Future research could be conducted to develop an innovative and cost-effective IoT sensor-based watering system that will not only monitor the soil moisture but also provide or stop watering automatically based on the required soil moisture level (%). This system could be used more effectively in fruit/vegetable orchards where maintaining soil moisture (%) is crucial.

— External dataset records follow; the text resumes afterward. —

PR #559, opened 2026-07-17
Fix Mint adapter: dead stream response process crashes the connection

ycastorium:
Fixes #558

PR #562, opened 2026-07-24
fix(mint): handle stream-level errors in process_response instead of crashing

freevova:
## Problem

  When a server (or an LB/ingress in front of it) sends GOAWAY while requests are in flight, `Mint.HTTP2.stream/2` returns the affected requests as `{:error, request_ref,
  %Mint.HTTPError{reason: :unprocessed, module: Mint.HTTP2}}` entries in the responses list — documented Mint behavior: error tuples are one of the possible response entries.

  `ConnectionProcess.process_response/2` only has clauses for `:status`, `:headers`, `:data` and `:done`, so the error entry raises `FunctionClauseError` inside `handle_info/2` (the
  `Enum.reduce(responses, state, &process_response/2)` call) and the whole connection process crashes:

  ```
  ** (FunctionClauseError) no function clause matching in GRPC.Client.Adapters.Mint.ConnectionProcess.process_response/2
      (grpc 1.0.2) lib/grpc/client/adapters/mint/connection_process/connection_process.ex:248:
          GRPC.Client.Adapters.Mint.ConnectionProcess.process_response(
            {:error, #Reference<0.3496360168.1708654593.148949>,
             %Mint.HTTPError{reason: :unprocessed, module: Mint.HTTP2}},
            %GRPC.Client.Adapters.Mint.ConnectionProcess.State{
              conn: %Mint.HTTP2{state: {:goaway, :no_error, ""}, ...},
              ...
            })
      (grpc 1.0.2) lib/grpc/client/adapters/mint/connection_process/connection_process.ex:212:
          GRPC.Client.Adapters.Mint.ConnectionProcess.handle_info/2
  ```

  ## Why this is worse than a single failed request

  The crash is an abnormal exit, which bypasses both recovery mechanisms of the adapter:

  1. the `retry`/`attempt_reconnect` loop never runs (it only handles graceful disconnects), and
  2. the `{:elixir_grpc, :connection_down, pid}` notification to the parent is never sent (it is only sent from the graceful path).

  The channel owner only receives a linked `{:EXIT, pid, {:function_clause, ...}}` — and since `connect/2` sets `Process.flag(:trap_exit, true)` on the calling process, the owner does not
  crash either; unless it explicitly handles the EXIT message it keeps serving a channel whose `conn_pid` is dead, and every caller that had a request in flight at crash time exits or
  hangs.

  We run this client in production against a gRPC service behind an nginx ingress that recycles idle HTTP/2 connections (GOAWAY roughly every 60s of idle). The race fires whenever GOAWAY
  lands while unary calls are in flight — for us that is several times per hour, each occurrence killing or wedging the background jobs whose calls were in flight.

  ## Reproduction

  1. Connect with the Mint adapter to any HTTP/2 server that sends GOAWAY on idle/rotation (an nginx ingress with default keepalive settings works).
  2. Keep a steady stream of unary calls so that requests are in flight when GOAWAY lands.
  3. Eventually `Mint.HTTP2.stream/2` returns `{:error, ref, %Mint.HTTPError{reason: :unprocessed}}` for the raced requests → `FunctionClauseError` → dead connection process.

  ## Fix

  Add a `process_response({:error, request_ref, error}, state)` clause that delivers the error to the request's stream response process (`consume(:error, ...)` + `done`) and drops the
  request from state — mirroring what `send_connection_close_and_end_stream_response/1` does on the disconnect path. The raced request then surfaces to the caller as a normal per-request
  error (`:unprocessed` is retryable by contract — the server did not process the request), and connection-level GOAWAY handling proceeds through the existing graceful paths.

  The full test suite passes with the patch (342 tests, 2 skipped).

  ## Note on tests

  I did not find a way to deterministically reproduce the GOAWAY race against the in-repo test server, since it requires the server to send GOAWAY while a stream is mid-flight. Happy to
  add a regression test if you can suggest a preferred approach (e.g. a unit-level seam for `process_response/2`, or a test server capable of forcing GOAWAY).


grpc/lib/grpc/client/adapters/mint/connection_process/connection_process.ex
```diff
@@ -238,91 +245,63 @@ if Code.ensure_loaded?(Mint.HTTP) do
...
+    # connection process with a FunctionClauseError (which also skips the
+    # retry logic and the :connection_down notification).
+    defp process_response({:error, request_ref, error}, state) do
+      pid = State.stream_response_pid(state, request_ref)
+      :ok = StreamResponseProcess.consume(pid, :error, error)
+      :ok = StreamResponseProcess.done(pid)
 
       {_ref, new_state} = State.pop_ref(state, request_ref)
       new_state
     end
```
polvalente, line 294: Can we add a test that exercises this?

polvalente:
@freevova can you enable the "allow edits from maintainers" flag?

freevova:
Superseded by #566 — while rebasing I found the crash is already fixed on master by #559; what's left is the regression test, now opened from a personal fork (GitHub doesn't offer "allow edits from maintainers" for organization-owned forks, which is where this branch lived). Closing.

PR #566, opened 2026-07-27
test(mint): cover incoming stream-level errors in process_response

freevova:
Follow-up to #562, replacing it (opened from a personal fork this time — the previous branch lived in an organization-owned fork, where GitHub doesn't offer "allow edits from maintainers" at all, and was also cut from the v1.0.2 tag, which dragged unrelated commits into the diff).

  While rebasing onto master I found the crash itself is already fixed there by #559 — including the unknown-ref guard, which also covers a second production crash variant we'd hit (the connection process dying on `consume_response` to an already-dead stream response process). So what's left of the original PR is the regression test, adapted to master.

  The test injects a raw RST_STREAM(REFUSED_STREAM) frame for an in-flight request as if it arrived on the socket — the same `{:error, ref, %Mint.HTTPError{}}` response-entry shape that GOAWAY produces for requests it races. It runs against a bare TCP server that only completes the HTTP/2 preface and then stays silent, so no real server frames race the injected one. Removing the `process_response` error clause from #559 makes the test fail with the original `FunctionClauseError`.

  One ask: could you cut a release? hex 1.0.2 crashes in production under routine ingress GOAWAYs (several times per hour for us), so we're running a pinned fork until a release with #559 is out.

### DIFF
--- a/grpc/test/grpc/adapters/mint/connection_process_test.exs
+++ b/grpc/test/grpc/adapters/mint/connection_process_test.exs
@@ -590,6 +590,41 @@ defmodule GRPC.Client.Adapters.Mint.ConnectionProcessTest do
     end
   end
 
+  describe "handle_info - incoming stream errors" do
+    setup :quiet_connection
+    setup :valid_stream_request
+    setup :valid_stream_response
+
+    test "delivers per-stream errors to the stream response process instead of crashing",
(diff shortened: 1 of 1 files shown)


sleipnir (approved):

sleipnir:
Thank you @freevova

This study designed and used an IoT-based smart watering system to monitor and increase soil moisture level effectively inside a Tabtim Siam ruby pomelo garden. This study also observed that soil moisture was at the required level even when the air temperature was very high. It presumably happened because of the watering time management by using the smart watering system. Though farmers provided water twice daily (30 min each time), it did not help them to keep the soil moisture at the required level when the temperature was high. On the contrary, in the smart watering system, providing water four times (15 min per time) daily maintained the required level of soil moisture during high temperatures, and it used the same amount of water that the farmers use in their conventional watering method. Therefore, this study shows that using a smart watering system and providing water systematically helps the farmers to keep the soil moisture level of ≥70% in the ruby pomelo orchards. This system might be helpful for other fruit orchards requiring high soil moisture. Now, this smart watering system needs to be familiar to the farmers who cultivate pomelo or other fruits in southern Thailand, so that they will be able to use this system easily, increase the quality and quantity of the fruits, and earn more money.